Pampkin wasn’t listening. He was staring out the kitchen window, at his own face in the glass. He didn’t seem tired or weary or anything like that. If anything, he was too awake. In fact, his eyes were so huge they looked torn open. Of course, he knew everything my father was saying. Pampkin wasn’t a neophyte. He’d grown up in the bosom of the machine, in the 24th Ward. Izzy Horowitz and Jake Arvey were his mentors. He’d worked his way up, made a life in politics, nothing flashy, steady. Mayor Daley himself was a personal friend. And when the Mayor asks you to take a fall to Cheeky Al, you take a fall to Cheeky Al. That Daley was dead and buried now didn’t make a difference. A promise to Mayor Daley is a promise to Mayor Daley, and there is only one Mayor Daley. Pampkin didn’t need my father’s issue conflagrations. He was a man who filled a suit. Didn’t a man have to fill something? At the time he ran, I think Pampkin was state comptroller, whatever that means.

So the candidate sat mute as my father began to soar, his pen conducting a symphony in the air.

“So we go strong against nuclear power in the city on local TV here. But when you’re down in Rantoul on Thursday, make like you didn’t hear the question. Stick your finger in your ear. Kiss a baby, anything—”

“Raymond.”

Pampkin seemed almost stunned by his own voice.
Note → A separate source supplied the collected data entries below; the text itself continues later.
PR #817, opened 2022-11-10
PLT-1219 Remove offchain logic for MustProduceAtLeast and MustSpendAtLeast

berewt:
Offchain use of `MustProduceAtLeast` and `MustSpendAtLeast` now checks if we have produced/spent at least the given amount when we create the Tx, and throw an error if it isn't the case. (see PLT-665 for the rationale behind this change)

Pre-submit checklist:
- Branch
- PR
    - [x] Self-reviewed the diff
    - [x] Reviewer requested

### DIFF
--- a/plutus-contract/test/Spec/Contract/Tx/Constraints/MustProduceAtLeast.hs
+++ b/plutus-contract/test/Spec/Contract/Tx/Constraints/MustProduceAtLeast.hs
@@ -8,22 +8,24 @@
 {-# LANGUAGE TypeFamilies        #-}
 module Spec.Contract.Tx.Constraints.MustProduceAtLeast(tests) where
 
+import Control.Lens (_1, _head, has, makeClassyPrisms, only, (&))
 import Control.Monad (void)
 import Test.Tasty (TestTree, testGroup)
 
-import Data.Function ((&))
+import Data.Text qualified as Text
 import Ledger qualified
 import Ledger.Ada qualified as Ada
 import Ledger.CardanoWallet (paymentPrivateKey)
-import Ledger.Constraints.OffChain qualified as Constraints (MkTxError (OwnPubKeyMissing), ownPaymentPubKeyHash,
-                                                             typedValidatorLookups, unspentOutputs)
+import Ledger.Constraints.OffChain qualified as Constraints (MkTxError, ownPaymentPubKeyHash, typedValidatorLookups,
+                                                             unspentOutputs)
 import Ledger.Constraints.OnChain.V1 qualified as Constraints (checkScriptContext)
 import Ledger.Constraints.TxConstraints qualified as Constraints (collectFromTheScript, mustIncludeDatumInTx,
-                                                                  mustPayToTheScriptWithDatumInTx, mustProduceAtLeast)
+                                                                  mustPayToTheScriptWithDatumInTx,
+                                                                  mustPayWithDatumInTxToPubKey, mustProduceAtLeast)
 import Ledger.Generators (someTokenValue)
 import Ledger.Tx qualified as Tx
 import Ledger.Typed.Scripts qualified as Scripts
-import Plutus.Contract as Con (Contract, ContractError (ConstraintResolutionContractError, WalletContractError), Empty,
+import Plutus.Contract as Con (Contract, ContractError (WalletContractError), Empty, _ConstraintResolutionContractError,
                                awaitTxConfirmed, submitTxConstraintsWith, utxosAt)
 import Plutus.Contract.Test (assertContractError, assertFailedTransaction, assertValidatedTransactionCount,
                              changeInitialWalletValue, checkPredicateOptions, defaultCheckOptions,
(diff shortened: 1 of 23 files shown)


sjoerdvisscher (approved):
Given my `Address` PR, I'm all for removing `slOwnPaymentPubKeyHash` and `slOwnStakingCredential`.

berewt:
> Given my `Address` PR, I'm all for removing `slOwnPaymentPubKeyHash` and `slOwnStakingCredential`.

It's great to see synergies on apparently disconnected PR :)

koslambrou (approved):

plutus-contract/test/Spec/Contract/Tx/Constraints/MustProduceAtLeast.hs
```diff
@@ -79,10 +90,9 @@ mustProduceAtLeastContract offAmt onAmt baseScriptValue pkh = do
     let lookups2 = Constraints.typedValidatorLookups typedValidator
             <> Constraints.unspentOutputs pubKeyUtxos
             <> Constraints.unspentOutputs scriptUtxos
-            <> Constraints.ownPaymentPubKeyHash pkh
         tx2 =
             Constraints.collectFromTheScript scriptUtxos ()
-            <> Constraints.mustIncludeDatumInTx (Datum $ PlutusTx.toBuiltinData onAmt)
+            <> Constraints.mustPayWithDatumInTxToPubKey w1PaymentPubKeyHash (Datum $ PlutusTx.toBuiltinData onAmt) offAmt
```
sjoerdvisscher, line 95: Let's do everything with `Address` from now on (unless you're testing one of the pubkey functions specifically).

plutus-use-cases/src/Plutus/Contracts/GameStateMachine.hs
```diff
@@ -108,6 +108,8 @@ data GuessArgs =
     GuessArgs
         { guessArgsGameParam     :: GameParam
         -- ^ The parameters for parameterizing the validator.
+        , guessTokenTarget       :: PaymentPubKeyHash
```
sjoerdvisscher, line 111: This should be `Address`

plutus-use-cases/src/Plutus/Contracts/Governance.hs
```diff
@@ -92,8 +92,8 @@ data GovState = GovState
 
 data GovInput
     = MintTokens [TokenName]
-    | ProposeChange Proposal
-    | AddVote TokenName Bool
+    | ProposeChange PaymentPubKeyHash Proposal
```
sjoerdvisscher, line 95: These should be `Address` too.

plutus-use-cases/src/Plutus/Contracts/Governance.hs
```diff
@@ -175,19 +175,19 @@ transition Params{..} State{ stateData = s, stateValue} i = case (s, i) of
                 (zip initialHolders tokenNames)
         in Just (constraints <> Constraints.mustMintValue total, State s stateValue)
 
-    (GovState law mph Nothing, ProposeChange proposal@Proposal{tokenName}) ->
-        let constraints = ownsVotingToken mph tokenName
+    (GovState law mph Nothing, ProposeChange owner proposal@Proposal{tokenName}) ->
+        let constraints = ownsVotingToken owner mph tokenName
```
sjoerdvisscher, line 179: Instead of adding an `owner` parameter you should use the `ownAddress` function. I'm not even sure it is secure this way since you can pass a different value than your own address.

sjoerdvisscher (changes requested):

plutus-ledger-constraints/src/Ledger/Constraints/OffChain.hs
```diff
@@ -573,33 +581,6 @@ adjustTxOut params txOut = do
...
-addMissingValueSpent = do
-    missing <- gets totalMissingValue
-    if Value.isZero missing
-        then pure ()
-        else do
-            -- add 'missing' to the transaction's outputs. This ensures that the
-            -- wallet will add a corresponding input when balancing the
-            -- transaction.
-            -- Step 4 of the process described in [Balance of value spent]
-            pkh <- asks slOwnPaymentPubKeyHash >>= maybe (throwError OwnPubKeyMissing) pure
```
sjoerdvisscher, line 593: I think this means we can remove `OwnPubKeyMissing`?

berewt: I think so, I'm doing it.

plutus-use-cases/src/Plutus/Contracts/Governance.hs
berewt: We're out of the contract monad at this stage though, so `ownAddress` won't work. From a security perspective, the `owner` address is the one where we'll send the vote token back, we still use the current wallet to initiate the transaction, so it should be ok.

sjoerdvisscher: Oh, I get it now. It's it only for specifying where the token should go to, which `mustSpendAtLeast` didn't check either.

sjoerdvisscher (approved):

He was calm, but I noticed his cheeks loosen as if he’d been holding my father’s name in his mouth. Then he said, “My wife’s leaving me. It’s not official. She says she won’t make it official until after the election. She’s in love, she says.”
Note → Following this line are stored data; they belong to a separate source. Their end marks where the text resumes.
PR #826, opened 2022-11-18
PLT-1040: fix currentChainIndexSlot

sjoerdvisscher:
Pre-submit checklist:
- Branch
- PR
    - [x] Self-reviewed the diff
    - [x] Reviewer requested

### DIFF
--- a/plutus-chain-index-core/src/Plutus/ChainIndex/Emulator/Handlers.hs
+++ b/plutus-chain-index-core/src/Plutus/ChainIndex/Emulator/Handlers.hs
@@ -278,16 +278,14 @@ appendBlocks [] = pure ()
 appendBlocks blocks = do
     let
         processBlock (utxoIndexState, txs) (Block tip_ transactions) = do
-            if null transactions then return (utxoIndexState, txs)
-            else do
-                case UtxoState.insert (TxUtxoBalance.fromBlock tip_ (map fst transactions)) utxoIndexState of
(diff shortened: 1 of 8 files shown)


plutus-chain-index-core/src/Plutus/ChainIndex/Handlers.hs
```diff
@@ -398,9 +399,16 @@ appendBlocks ::
     , Member (BeamEffect Sqlite) effs
     , Member (LogMsg ChainIndexLog) effs
     )
-    => [ChainSyncBlock] -> Eff effs ()
-appendBlocks [] = pure ()
-appendBlocks blocks = do
+    => L.Slot -> [ChainSyncBlock] -> Eff effs ()
+appendBlocks newSlot [] = do
```
berewt, line 403: Is `appendBlocks :: Either L.Slot (List1 ChainSyncBlock) -> Eff effs ()` an overkill here? It would avoid expecting that the slot is taken into account when some blocks are passed.

berewt (approved):

plutus-chain-index-core/src/Plutus/ChainIndex/Handlers.hs
sjoerdvisscher: Thanks for prodding. After looking at it again the real fix was somewhere else.

kayvank (approved):
LGTM

PR #838, opened 2022-11-24
Add script to log marconi cpu, mem, sync%

james-iohk:
You may find  it useful, don't need to merge if we don't want to.


koslambrou:
I'm fine with merging it :) Seems pretty useful and we can definitely upgrade it later if we need to.
Thanks James!

koslambrou (approved):

raduom (approved):
LGTM

koslambrou:
@james-iohk Do you want to fix the warnings so that we can merge this?

PR #842, opened 2022-11-29
mkUntyped* functions work with PlutusV1 and PlutusV2

berewt:
I chose to implement it as a typeclass implemented by `ScriptContext`s as it doesn't require manipulating an extra type to set the Plutus version and it doesn't require complex type machinery to work (we need to assert `ScriptContext PlutusV1Script ~ PV1.ScriptContext` in some places to use `mkUntyped` functions along with functions that manipulate `ScriptContext`).

The drawback though, is that we often need to specify explicitly the type of context we use to determine the typeclass and the order is different than the one of the parameters, as the type determining the instance needs to be provided first.
A possible mitigation is to provide explicitly the signature of the script function.

Pre-submit checklist:
- Branch
- PR
    - [x] Self-reviewed the diff
    - [x] Reviewer requested

### DIFF
--- a/plutus-example/src/PlutusExample/PlutusVersion1/MintingScript.hs
+++ b/plutus-example/src/PlutusExample/PlutusVersion1/MintingScript.hs
@@ -19,9 +19,8 @@ import Data.ByteString.Lazy qualified as LB
 import Data.ByteString.Short qualified as SBS
 
 import Plutus.Script.Utils.Typed qualified as Scripts
-import Plutus.Script.Utils.V1.Typed.Scripts qualified as Scripts
-import Plutus.V1.Ledger.Contexts (ScriptContext)
-import Plutus.V1.Ledger.Scripts (Script, Validator (Validator), mkMintingPolicyScript, unMintingPolicyScript)
+import Plutus.V1.Ledger.Api (MintingPolicy, Script, ScriptContext, Validator (Validator), mkMintingPolicyScript,
+                             unMintingPolicyScript)
 import PlutusTx qualified
 import PlutusTx.Prelude hiding (Semigroup (..), unless, (.))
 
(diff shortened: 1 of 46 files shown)


plutus-example/src/PlutusExample/PlutusVersion1/MintingScript.hs
```diff
@@ -18,6 +18,7 @@ import Codec.Serialise
 import Data.ByteString.Lazy qualified as LB
 import Data.ByteString.Short qualified as SBS
 
+import Plutus.Script.Utils.Typed qualified as Scripts
 import Plutus.Script.Utils.V1.Typed.Scripts qualified as Scripts
```
sjoerdvisscher, line 22: In some places you have removed the V1 import and in other places not. Is there a reason for that?

plutus-script-utils/src/Plutus/Script/Utils/Typed.hs
```diff
@@ -110,3 +119,129 @@ vForwardingMintingPolicy = tvForwardingMPS
 --   validator
 forwardingMintingPolicyHash :: TypedValidator a -> PV1.MintingPolicyHash
 forwardingMintingPolicyHash = tvForwardingMPSHash
+
+class PV1.UnsafeFromData a => ScriptContext a where
```
sjoerdvisscher, line 123: `IsScriptContext` perhaps? And I wouldn't use `a` here, that's more for type variables that can be (almost) anything.

sjoerdvisscher (approved):
The only thing I worry about is that a future plutus version might use the same `ScriptContext` type, but does need different `mkUntyped*` functions. But at first glance that seems unlikely and we can deal with that when it happens.

plutus-example/src/PlutusExample/PlutusVersion1/MintingScript.hs
berewt: I removed it when I encounter the `Unused` warning, I'm gonna check consistency across the examples.

berewt:
> The only thing I worry about is that a future plutus version might use the same `ScriptContext` type, but does need different `mkUntyped*` functions. But at first glance that seems unlikely and we can deal with that when it happens.

Yes, I wondered about it and came to the same conclusion, it would be hard to reuse existing functions if the signature changed anyhow.

plutus-example/src/PlutusExample/PlutusVersion1/MintingScript.hs
berewt: Ok, it was because some import Plutus.Vx.Ledger.Api and others don't, relying on PSU.

koslambrou (approved):

PR #847, opened 2022-12-03
Doctests configuration for plutus-ledger

koslambrou:
Was able to get doctests working following the example here: https://github.com/input-output-hk/haskell.nix/tree/master/test/cabal-doctests

This PR only activates it for `plutus-ledger`.

The only thing I need to verify is that we don't need to add dependencies in plutus-ledger lib for modules only used in doctests.

EDIT:

Cool! Using dependencies like `generic-arbitrary`  don't need to be added to the `cardano-ledger` lib, only in the `doctests` test-suite.

Pre-submit checklist:
- Branch
- PR
    - [ ] Self-reviewed the diff
    - [ ] Reviewer requested

### DIFF
--- a/plutus-ledger/Setup.hs
+++ b/plutus-ledger/Setup.hs
@@ -1,0 +1,6 @@
+module Main where
+
+import Distribution.Extra.Doctest (defaultMainWithDoctests)
+
+main :: IO ()
+main = defaultMainWithDoctests "doctests"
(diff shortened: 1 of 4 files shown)


koslambrou:
Oh, just noticed that `cabal-doctest` is deprecated :(. However, it still works. Using `doctest` directly instead doesn't work out of the box. Maybe I should drop this PR and create a ticket for `doctest`?

michaelpj:
Personally, I just don't think doctests are worth it any more. Yes, they're somewhat nice, but you can't demonstrate most complex things in them, and they're such a pain to get running :(

But if this works then fine!

PR #250, opened 2016-01-15
Vkj/patch upcoming

vankasteelj:


vankasteelj:
I don't know dafuq went wrong, I just `checkout -b` out of your branch. You forced push, didn't you ?... Anyway, here it is.

PR #282, opened 2016-02-16
if providers don't return name ignore them

ptfc503:
Signed-off-by: Niv Sardi <xaiki@evilgiggle.com>


xaiki:
i'm not sure why we'd want this !? also everything looks weird.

My father dropped his pen. It rolled off the table and onto the floor, where it came to rest against my bare toes. I didn’t pick it up. On the table between the two men were precinct maps, charts, phone lists, mailing labels, buttons, and those olive Pampkin bumper stickers so much more common around our house than on cars.

“Can I get you a cup of coffee, Mike?”

I watched my father. He was gazing at Pampkin with an expression I’d never seen before. Drained of his talk, he looked suddenly kinder. Here is a man across this table, a fellow sojourner. What I am trying to say is that it was a strange time—1980. A terrible time in many ways, and yet my father became at that moment infused with a little grace. Maybe the possibility of being trounced not only by Cheeky Al but also by the big feet of Ronald Reagan himself had opened my father’s eyes to the existence of other people. Here was a man in pain.

They sat and drank coffee, and didn’t talk about Mrs. Pampkin. At least not with their mouths. With their eyes they talked about her, with their fingers gripping their mugs they talked about her.

Mrs. Pampkin?

My inclination before that night would have been to say that she was as forgettable as her husband. More so. Though I had seen her many times, I couldn’t conjure up her face. She wore earth tones. I remembered that once she hugged me and that she smelled like bland soap. She wasn’t pudgy; she wasn’t lanky. She wasn’t stiff, nor was she jiggly. Early on in the campaign, my father had suggested to Pampkin that maybe his wife could wear a flower in her hair at garden events, or at the very least lipstick for television. Nothing came of these suggestions, and as far as I knew, the issue of Pampkin’s wife hadn’t come up again until that night in the kitchen, when, for me, she went from drab to blazing. She’d done something unexpected. If Mrs. Pampkin was capable of it, what did this mean for the rest of us? I remembered — then — that I had watched her after Mike got hit by the carpet. She hadn’t become hysterical. She’d merely walked over to him lying there on the pavement (the Shriner apologizing over and over), and the expression in her eyes was of such motionless calm that Mike and everybody else around knew it was going to be all right, that this was only another humiliation in the long line that life hands us, nothing more, nothing less. She’d knelt to him.